Closed drprabhakar closed 9 years ago
Do the links appear in green in the UI when you tick the overlay blocked links
checkbox?
No, the links appear in red even though I have given pattern in '
First check if those links have a no follow
attribute.
Secondly you need to create a middleware to download the PDF links and convert them to html
[no follow] attribute is not available for those links. I have python script to convert PDF to HTML which I have use while parsing PDF links in Portia and working fine. Is there any option to follow PDF links?
I don't see any reason for them not to be followed. What is the url you are crawling so that I can investigate.
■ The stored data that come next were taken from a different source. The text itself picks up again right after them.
PR #657, opened 2019-12-18
Allow action dispatch spy to be disabled

estolfo:


lib/elastic_apm/rails.rb
```diff
@@ -30,13 +30,6 @@ def start(config)
         attach_subscriber(agent)
       end
 
-      if ElasticAPM.running? &&
-         !ElasticAPM.agent.config.disabled_instrumentations.include?(
-           'action_dispatch'
-         )
-        require 'elastic_apm/spies/action_dispatch'
-      end
```
mikker: Why are we _removing_ this?

estolfo: Because the spy is automatically required now, like the others when `action_dispatch` is loaded. Am I missing something?

mikker: Oh right, no, I was missing something. Sorry!

estolfo: This line https://github.com/elastic/apm-agent-ruby/pull/657/files#diff-eebd381bf9bfbb2a1f22c795c4add2a6R121 makes it so that the spy is required when `action_dispatch` (the original) is required. I thought that's how all the other spies work?

mikker: Yes yes, you're right. But you forgot to sort the list alphabetically 😉

estolfo: now I don't feel so bad about my grammar code review suggestion this morning!

PR #664, opened 2019-12-25
Fix Console top-level namespace

olegantonyan:
If you have `Console` top-level constant defined, then `::Rails.const_defined? 'Rails::Console'` will always return true. This is how ruby handles namespaces: traverse all the way to the top-level. To prevent this you have to pass optional argument set to false. In this case `::Rails.const_defined?('Console', false)` we're telling Ruby to search only `Rails` namespace and do not go outside.


mikker:
jenkins, please run the tests

mikker:
jenkins, please run the tests

mikker:
Test failure is unrelated.

mikker:
Thanks for this @olegantonyan!

PR #668, opened 2020-01-03
Include number of `rows_affected` in span db context for Sequel

### LINKED ISSUE #574: Include number of `rows_affected` if available
https://github.com/elastic/apm/issues/112
APM Server issue: https://github.com/elastic/apm-server/pull/3095 (✅ merged!)

Have not investigated whether this is something we can get easily or at all, so I suppose that will be the first step.

estolfo:
Closes elastic/apm-agent-ruby#574 

Changes in this PR include:
- Use `start_span` and `end_span` instead of `with_span` in the Sequel spy because the span's db context needs to be updated before it is queued for transport.
- Add `rows_affected` attribute on `Span::Context::DB` object
- Add `rows_affected` field in serialized span JSON object

** Opportunity for improvement: it'd be nice if we could somehow use the SQL summarizer to check if the statement is an `update` or `delete` to avoid using a regex [here](https://github.com/elastic/apm-agent-ruby/pull/668/files#diff-01afcd3d0b7119d1e312d5089a5bd3e6R48). Maybe we could return a parsed object instead of a `String` from the new SQL summarizer that you can call `to_s` on and other methods like `update?` or `delete?`.


estolfo:
Yes, I agree this is fine for now. Maybe we can change the summarizer to return a value object when we've tested the new one enough and switch over to using it as the default.

I have no problem leaving this and waiting to merge until the server completes its implementation. 👍🏼

PR #669, opened 2020-01-03
Add gRPC support

### LINKED ISSUE #628: Add gRPC support
placeholder,TBD

estolfo:
This PR adds support for gRPC. It instruments unary request/response calls by adding `ClientInterceptor` and `ServerInterceptor` classes.

Todo:

- [x] Figure out if more info can be extract from the intercept method arguments and added to the transaction/span contexts.
- [x] Documentation
- [x] Changelog
- [x] Tests for `traceparent` and `tracestate` propagation

Closes #628


mikker:
Re: the first question – I don't mind the manual work of inserting the agent _interceptor_. It's similar to how Sinatra/Rack users need to insert the middleware manually too. I think the code in your description looks completely fine 👍

axw:
> What should the context schema be for transactions?

If you can access the underlying HTTP/2 request, it would be great if the regular HTTP context could be added. Otherwise, I'd be inclined to focus just on getting trace propagation working and worry about filling in context later on.

> Should we only add interceptors for unary request/response calls? I.e. should we only implement the request_response on the Interceptors? Go seems to do that.

Yes, I think so. We _might_ later want to add metrics for gRPC streams, but there hasn't been any demand for it and request/response is the most important thing cover.

spec/elastic_apm/grpc_spec.rb
```diff
@@ -0,0 +1,269 @@
...
+          expect(transaction.result).to eq('success')
+          expect(transaction.trace_id).to eq(trace_context.trace_id)
+          expect(transaction.parent_id).to eq(trace_context.id)
+
+          server.stop
+          thread.kill
+        end
+      end
+
+      context 'when there\'s and error' do
```
mikker:
```suggestion
      context "when there's an error" do
```

CHANGELOG.asciidoc
```diff
@@ -42,7 +42,7 @@ endif::[]
 [float]
 ===== Added
 
-- Support for gRPC using the `grpc` gem {pull}669[#669]
+- Support for gRPC using the `grpc` gem (Experimental) {pull}669[#669]
```
mikker: 👍

PR #653, opened 2019-12-11
Serialize Span Context labels

eric-pigeon:
Include labels when sending a Span#context to the APM server

elastic/apm-agent-ruby#652

PR #671, opened 2020-01-07
Serialize Span Context labels

mikker:
Bringing this home. Merged `master`, changed to only include labels in the payload when they are set.

Continued from #653

Closes elastic/apm-agent-ruby#653


mikker:
CI failures are unrelated.

PR #656, opened 2019-12-13
Add Shoryuken worker instrumentation

nikriek:
This PR adds support for instrumentation of Shoryuken background processing. I tested the implementation with a running Elastic APM server with different scenarios. 

For me, it's still unclear how sophisticated the specs should be. The following ones are possible: 
- Testing the the middleware interface directly without shoryuken/SQS interaction 
- Testing the the complete shoryuken middleware chain with mocking api requests to SQS
- Testing the the complete shoryuken middleware chain using a mocked SQS service in Docker

Currently, I started with the second approach. But since docker compose is used for the test suite, one might prefer the last one.

PR #674, opened 2020-01-08
Add support for shoryuken (AWS SQS)

mikker:
Continued from elastic/apm-agent-ruby#656


mikker:
CI error is only a GH timeout.

PR #676, opened 2020-01-08
Add support for Sneakers

mikker:
Continued from elastic/apm-agent-ruby#599 

Updating the implementation and spec a little bit. I don't feel we need to include version checking in the spec unless explicitly testing with different versions.

@redwrx has an open PR here (https://github.com/jondot/sneakers/pull/414) to pass the worker itself to middleware. Until that is merged I don't think there's a way to get the worker name for the transaction names. Too bad, and we fall back on the queue name.

@estolfo, how do you feel about marking Sneakers support as _experimental_ until a way to get the worker name is provided? That way we won't need to do the whole version dance around breaking changes when we change the names of all Sneakers transactions?

### DIFF
--- a/Gemfile
+++ b/Gemfile
@@ -29,6 +29,7 @@ gem 'shoryuken', require: nil
 gem 'sidekiq', require: nil
 gem 'simplecov', require: false, group: :test
 gem 'simplecov-cobertura', require: false, group: :test
+gem 'sneakers', require: nil
 gem 'yard', require: nil
 gem 'yarjuf'
 
--- a/Gemfile
+++ b/Gemfile
@@ -29,7 +29,7 @@ gem 'shoryuken', require: nil
 gem 'sidekiq', require: nil
 gem 'simplecov', require: false, group: :test
 gem 'simplecov-cobertura', require: false, group: :test
-gem 'sneakers', require: nil
+gem "sneakers", "~> 2.12.0", require: nil
 gem 'yard', require: nil
 gem 'yarjuf'
 
--- a/Gemfile
+++ b/Gemfile
@@ -29,7 +29,7 @@ gem 'shoryuken', require: nil
 gem 'sidekiq', require: nil
 gem 'simplecov', require: false, group: :test
 gem 'simplecov-cobertura', require: false, group: :test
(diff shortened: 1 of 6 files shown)


estolfo:
I think there's no harm in making it experimental for now. But I would also write a comment on the Sneakers PR you referenced to let them know you're hoping that it'll be merged soon. That seemed to work for this https://github.com/jondot/sneakers/issues/367

Gemfile
```diff
@@ -29,6 +29,7 @@ gem 'shoryuken', require: nil
 gem 'sidekiq', require: nil
 gem 'simplecov', require: false, group: :test
 gem 'simplecov-cobertura', require: false, group: :test
+gem "sneakers", "~> 2.12.0", require: nil
```
estolfo: We could also make this `2.12` so that we'll just test against the latest in the 2.x series. Do you see a reason why we should only test `2.12.x`?

docs/supported-technologies.asciidoc
```diff
@@ -85,3 +85,4 @@ We automatically instrument background processing using:
 - DelayedJob
 - Sidekiq
 - Shoryuken
+- Sneakers (v2.1.2+) (Experimental, see {pull}676[#676])
```
estolfo: This should be `2.12.0`, right?

Gemfile
mikker:
```suggestion
gem "sneakers", "~> 2.12", require: nil
```

docs/supported-technologies.asciidoc
mikker:
```suggestion
- Sneakers (v2.12.0+) (Experimental, see {pull}676[#676])
```

Gemfile
```diff
@@ -29,6 +29,7 @@ gem 'shoryuken', require: nil
 gem 'sidekiq', require: nil
 gem 'simplecov', require: false, group: :test
 gem 'simplecov-cobertura', require: false, group: :test
+gem "sneakers", "~> 2.12", require: nil
```
estolfo:
```suggestion
gem 'sneakers', '~> 2.12', require: nil
```

mikker: Damn you Rubocop! 😅

PR #205, opened 2016-09-25
Signal goroutine termination on event listener removal.

### LINKED ISSUE #198: Race condition when sending events to listeners
Some background: I modified Traefik, which uses this library, to periodically shutdown the Marathon client and create a new one.  This is due to a bug in Marathon where Traefik will stop receiving events when an instance crashes.  AFAIK, this hasn't been fixed yet and I don't know when, hence the work-around.

So, after getting this code working better, I started seeing panic from the below code where it tries to send on a closed channel:

    for channel, filter := range r.listeners {
        // step: check if this listener wants this event type
        if event.ID&filter != 0 {
            go func(ch EventsChannel, e *Event) {
                ch <- e
            }(channel, event)
        }
    }

The code I'm working on when it is told to stop will remove the listener, then close the channel it was using for updates.  Looking at your code, this would appear to work fine until I realized that because you're sending the events to the channel within a goroutine, that what must be happening is the following:

1. An event comes in and a goroutine is spawned to send the event to a channel.
  * The goroutine does not run at this time.
1. My code gets a stop message.
1. The listener is removed.
1. The channel is closed.
1. The goroutine in step one now runs and panics.

Now, I do understand why the code is designed this way: you don't want to block other listeners from receiving events if one channel is full which will force the goroutine to block.  However, I'm thinking it may be best to not use a goroutine in this case and document that buffered channels should be used instead.  Perhaps a function could be added to create the correct channel vs. relying  on the user of the API to make sure it's buffered?

I understand this may be an atypical use case, but I wanted to report this bug so that it was known before this affects production systems.

timoreimann:
Fixes goroutine/memory leakage where an event consumer would stop receiving events from the channel while pending goroutines were still trying to deliver some.

The chosen approach only makes sense with unbuffered channels due to the `select` involved; as such, we change `AddEventListener`'s signature to return a channel to the consumer instead of expecting one. Passing buffered channels to `AddEventListener` was never overly useful in the
first place, however, as we use goroutines to avoid blocking on slow receivers, implictly doing event buffering this way already.

Changes in detail:

- Modify `AddEventListener`'s signature.
- Change listener's value type to struct holding both filters and a per-listener done channel.
- Close done channel on `RemoveEventListener`, and select between outbound and done channel in event-processing goroutine.
- Extend tests.
- Make existing tests more robust.
- Update examples.
- Update README file.

Fixes #198.

### DIFF
--- a/CHANGELOG.md
+++ b/CHANGELOG.md
@@ -7,7 +7,14 @@ and this project adheres to [Semantic Versioning](http://semver.org/).
 ## [Unreleased]
 - [#201][PR201]: Subscribe method is now exposed on the client to allow subscription of callback URL's
 
+### Fixed
+- [#205][PR205]: Fix memory leak by signalling goroutine termination on event listener removal.
+
+### Changed
+- [#205][PR205]: Change AddEventsListener to return event channel instead of taking one.
+
 ## [0.2.0] - 2016-09-23
+### Added
 - [#196][PR196]: Port definitions.
 - [#191][PR191]: name and labels to portMappings.
 
@@ -64,6 +71,7 @@ and this project adheres to [Semantic Versioning](http://semver.org/).
 [0.1.1]: https://github.com/gambol99/go-marathon/compare/v0.1.0...v0.1.1
 [0.1.0]: https://github.com/gambol99/go-marathon/compare/v0.0.1...v0.1.0
 
+[PR205]: https://github.com/gambol99/go-marathon/pull/205
 [PR202]: https://github.com/gambol99/go-marathon/pull/202
 [PR201]: https://github.com/gambol99/go-marathon/pull/201
 [PR196]: https://github.com/gambol99/go-marathon/pull/196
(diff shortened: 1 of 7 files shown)


timoreimann:
I initially planned to let the goroutine close the channel upon reception of the done signal. Unfortunately, this can still lead to send-after-close-panics if there's still a receiver listening and other goroutines pending. This is one reason why I decided to leave it out; the other is that even if it worked, the close wouldn't fire if there were no more events coming in. In summary, we'd need a more sophisticated solution to enable a correct implementation of event-listener-removal-causes-event-channel-closure, something that can be taken care of by a different PR.

@sybrandy Would you mind taking a look at let me know what you think?

@gambol99 PTAL. :-)

sybrandy:
Damn...sorry I missed this.  I lost the notification.  Regardless, it looks good to me.  Thanks!

timoreimann:
@sybrandy no worries -- thanks for taking a look!

PR #215, opened 2016-10-10
Fix unmarshalling of DeploymentPlan for Marathon v1.X API

Blahhhhh:
In [marathon docs](https://github.com/mesosphere/marathon/blob/master/docs/docs/event-bus.md), a deployment plan message is:
```
{
  ...
  "plan": {
    ...
    "steps": [
      {
        "action": "ScaleApplication",
        "app": "/my-app"
      }
    ],
    "version": "2014-03-01T23:24:14.846Z"
  },
  "currentStep": {
    "actions": [
      {
        "type": "ScaleApplication",
        "app": "/my-app"
      }
    ]
  }
}
```

But in my marathon v1.1.1 environment, the deployment plan message has got the following structure:
```
{
  ...
  "plan": {
    ...
    "steps": [
      {
        "actions": [
          {
            "type": "ScaleApplication",
            "app": "/my-app"
          }
        ]
      }
    ],
    "version": "2016-09-23T03:22:17.119Z"
  },
  "currentStep": {
    "actions": [
      {
        "type": "ScaleApplication",
        "app": "/my-app"
      }
    ]
  },
}
```

Actually, change `Steps    []*DeploymentStep` to `Steps    []*StepActions` in `DeploymentPlan` could solve the problem nice and easy, but for compatibility, I have to use this less-elegant way. 

Thanks.

### DIFF
--- a/deployment.go
+++ b/deployment.go
@@ -60,47 +60,7 @@ type DeploymentPlan struct {
 	Version  	string            	`json:"version"`
 	Original 	*Group            	`json:"original"`
 	Target   	*Group            	`json:"target"`
-	Steps    	[]*DeploymentStep 	`json:"-"`
-	XXStepsRaw	json.RawMessage		`json:"steps"` // Holds raw steps JSON to unmarshal later
-}
-
-// Allows loading of deployment steps from the Marathon v1.X API
-func (d *DeploymentPlan) UnmarshalJSON(b []byte) error {
-	dp := &struct {
-		ID       	string            	`json:"id"`
-		Version  	string            	`json:"version"`
-		Original 	*Group            	`json:"original"`
-		Target   	*Group            	`json:"target"`
-		XXStepsRaw  json.RawMessage 	`json:"steps"`
-	}{}
-	err := json.Unmarshal(b, &dp)
-	if err != nil {
-		return err
-	}
-	d.ID = dp.ID
-	d.Version = dp.Version
-	d.Original = dp.Original
-	d.Target = dp.Target
-	var deploymentStepArray []*DeploymentStep
-	if len(dp.XXStepsRaw) != 0 {
-		err = json.Unmarshal(dp.XXStepsRaw, &deploymentStepArray)
-		if err != nil {
-			return err
-		}
-		d.Steps = deploymentStepArray
-	}
-	if len(d.Steps)>0 && d.Steps[0].Action == "" {
-		var stepActionsArray []*StepActions
-		err = json.Unmarshal(dp.XXStepsRaw, &stepActionsArray)
-		if err != nil {
-			return err
-		}
-		for stepIndex, step := range stepActionsArray {
-			d.Steps[stepIndex].Action = step.Actions[0].Type
-			d.Steps[stepIndex].App = step.Actions[0].App
-		}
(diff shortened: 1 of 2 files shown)


timoreimann:
We had some prior art in this area:

- #153 (PR #158)
- #175 (PR #176)

I'll have a look at your PR.

timoreimann:
@Blahhhhh do you possibly know which version introduced this change? The older it is, the more I'd be willing to declare this is as a breaking change, forsake older Marathon users, and give up on backwards compatibility for the case at hand.

(Conservatively speaking, I'd say that any single-digit minor Marathon version is old enough to be abandoned.)

subscription_test.go
```diff
@@ -146,7 +157,77 @@ var testCases = testCaseList{
...
+				}{
+					{
+						Type: "ScaleApplication",
+						App:  "/my-app",
+					},
+				},
+			},
+		},
+	},
+	// For marathon 1.X
```
timoreimann: Can we have a similar comment for the older format that you added a test for above?

deployment.go
```diff
@@ -56,11 +56,51 @@ type StepActions struct {
...
+	err := json.Unmarshal(b, &dp)
+	if err != nil {
+		return err
+	}
+	d.ID = dp.ID
+	d.Version = dp.Version
+	d.Original = dp.Original
+	d.Target = dp.Target
+	var deploymentStepArray []*DeploymentStep
+	if len(dp.XXStepsRaw) != 0 {
```
timoreimann: There's possibly some overlap with the [implementation of Deployments()](https://github.com/gambol99/go-marathon/blob/8908223430b37fc4106d8b8cf1f38cf7124020f1/deployment.go#L67). Would be interesting to see if we can extract the logic into a common place if that doesn't make it more complicated.

Blahhhhh:
Thanks @timoreimann for reviewing. Sorry but I've got v1.1 at hand only. I'll check marathon source code to find the exact version when it changed. I also think that keeping compatibility with all marathon versions is annoying, a little change in API would lead to lots of mess code logic like this.

timoreimann:
@Blahhhhh no worries: We've got something like https://github.com/bobrik/mesos-compose at my work place. I can check a few older versions of Marathon fairly easily. Will report back once I find the time.

I agree that the compatibility code in question is nasty, and I'd love to get rid of it. It's a trade off though -- I'm fairly relaxed to abandon Marathon 0.5, but would be hesitant with 0.15 which is just one version behind then one you have reported the issue for. My hope is that Marathon 1.0 will bring more stability into the Marathon project and allow us to get rid of ugly compatibility layers over time.

timoreimann:
Sorry for the awful long delay.

I was able to verify that at least up to and include Marathon 0.10.1, the new format is already being used. I think it's okay to make this PR a breaking change since versions older than that are probably not worth supporting anymore.

Would be happy to continue the review. Please address the comments I have placed. Thanks!

Blahhhhh:
Great. If so, we can simply change a field in `DeploymentPlan` to fix the unmarshalling problem. Please review if it's ok.

timoreimann:
LGTM -- thanks for the contribution.

PR #216, opened 2016-10-10
Don't multiply duration by Milliseconds

kesselborn:
When converting pollingWaitTime from 'int' to 'time.Duration', the
default values were set to milliseconds while before they were set to
nano seconds, polling delays are 1000000 longer now which gets
problematic when using the default config

@timoreimann

### DIFF
--- a/application_test.go
+++ b/application_test.go
@@ -485,7 +485,7 @@ func TestApplicationConfiguration(t *testing.T) {
 }
 
 func TestWaitOnApplication(t *testing.T) {
-	waitTime := 100 * time.Millisecond
+	waitTime := 100 * time.Nanosecond
 
 	tests := []struct {
 		desc    string
--- a/application_test.go
+++ b/application_test.go
@@ -485,7 +485,7 @@ func TestApplicationConfiguration(t *testing.T) {
 }
 
 func TestWaitOnApplication(t *testing.T) {
-	waitTime := 100 * time.Nanosecond
+	waitTime := 100 * time.Millisecond
 
 	tests := []struct {
 		desc    string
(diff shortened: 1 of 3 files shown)


timoreimann:
@kesselborn thanks for catching, that was somewhat inadvertent. The PR that introduced the `int`-typed polling time [originally intended to operate on milliseconds scale though](https://github.com/gambol99/go-marathon/blob/ae3819f608bd44290ff53dfc93f6a7d23444ad05/config.go#L50). And before that, it was [hardcoded to seconds scale](https://github.com/gambol99/go-marathon/pull/202/files#diff-4b475da4d1c32296f086ca8abdb29c83L154). I'm not sure whether it makes sense to poll the Marathon API for updates every 500 nanoseconds by default -- that could mean a lot of traffic given the nature of the fairly slow deployment operation in Marathon.

IMHO, 500 milliseconds might be a better default for the majority of environments. WDYT?

kesselborn:
As you describe it it makes a lot of sense -- however: we ran into problems with this as if this variable was somewhere used for multiplication. I'll dive deeper into the code tomorrow and report back to see what and where the problem really caused so much trouble. Just ignore this for now until I come back with a better analysis.

kesselborn:
Ok: I found the real problem (last commit): originally, an `int` value was passed in with the notion of being milliseconds, i.e. it was multiplied by `time.Millisecond`. Now, that the type is not `int` but `time.Duration`, this mulitplication shouldn't happen.

timoreimann:
@kesselborn There was another report on the issue just today: #217. I intend to push a fix today.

Currently I am working on this link I just want that Portia has to follow the PDF links which is given under [Important Downloads] section in the webpage
The link isn't followed because it is not on the same domain that the spider is crawling
Please check this link also in which crawling spider and PDF links are in same domain. PDF links under section [Download now:]
The second one should work assuming that you have your filters correct and your middleware correctly placed
Sorry to say that the second link I have mentioned is not working. While loading the link in Portia, the PDF links are highlighted in red. I seems that those links would not be followed. Also I have checked with the option [Follow all in-domain links], still highlighted in red.
As for the Initial part, I just want Portia to follow PDF links by confirming that the PDF links to be highlighted in green. In the second part I will convert the PDF to HTML(this is not necessary right now).
In your pdf to html middleware you need to remove pdf
from IGNORED_EXTENSIONS
.
To do this add the following to your middleware:
from scrapy.linkextractor import IGNORED_EXTENSIONS
from scrapy.xlib.pydispatch import dispatcher
from scrapy import signals
IGNORED_EXTENSIONS.remove('pdf')
_ignored_exts = frozenset(['.' + e for e in IGNORED_EXTENSIONS])
class PdfDownloaderMiddleware:
def __init__(self, ...):
...
dispatcher.connect(self.spider_opened, signal=signals.spider_opened)
def spider_opened(self, spider):
if hasattr(spider, 'plugins') and spider['plugins'].get('Annotations'):
annotations = spider['plugins'].get('Annotations')
annotations.html_link_extractor = HtmlLinkExtractor(ignored_extensions=_ignored_exts)
I haven't tested this code but the idea is to replace the link extractor with one that will allow pdf links to be followed
Yes, its working now after removing "pdf" from "IGNORED_EXTENSIONS" Thanks a lot.
I am deploying my Portia spider in scrapyd. I have given a pattern to be followed in Crawling section in Portia. While deploying the spider, links are not following the link pattern which I have given. How to fix this issue?